= What you need to do =
All lines from the one containing "I thought of" through the final line of the entries are to be written out verbatim; no other line is to be included.

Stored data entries
PR #470, opened 2020-10-16
Allow Job to be weak-referenced

bharel:
Reupload of PR GH-442 after a rebase.

### DIFF
--- a/apscheduler/job.py
+++ b/apscheduler/job.py
@@ -40,7 +40,7 @@ class Job(object):
 
     __slots__ = ('_scheduler', '_jobstore_alias', 'id', 'trigger', 'executor', 'func', 'func_ref',
                  'args', 'kwargs', 'name', 'misfire_grace_time', 'coalesce', 'max_instances',
-                 'next_run_time')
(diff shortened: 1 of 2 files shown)


agronholm:
For future reference, you could've just rebased the code in the previous PR.

bharel:
Got stuck with lots of conflicts for some reason

agronholm:
The CI run is failing due to flake8 errors. If you want to test locally, you can start the necessary services with `docker-compose up -d` in the project directory and then run `tox`.

agronholm:
Your test relies on a reference counting garbage collector, and because pypy does not have one, the test fails. The suggested fix is to call `gc.collect()` at least once. I suggest you test this locally on pypy until it works.

bharel:
I thought of calling `gc.collect(1)`, just read about pypy's [garbage collector](https://doc.pypy.org/en/latest/cpython_differences.html#differences-related-to-garbage-collection-strategies). To be honest, I didn't think about that scenario. You learn a new thing every day :-)

I'm installing docker in the background for the tests.

agronholm:
Thanks!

= Expected answer =
I thought of calling `gc.collect(1)`, just read about pypy's [garbage collector](https://doc.pypy.org/en/latest/cpython_differences.html#differences-related-to-garbage-collection-strategies). To be honest, I didn't think about that scenario. You learn a new thing every day :-)

I'm installing docker in the background for the tests.

agronholm:
Thanks!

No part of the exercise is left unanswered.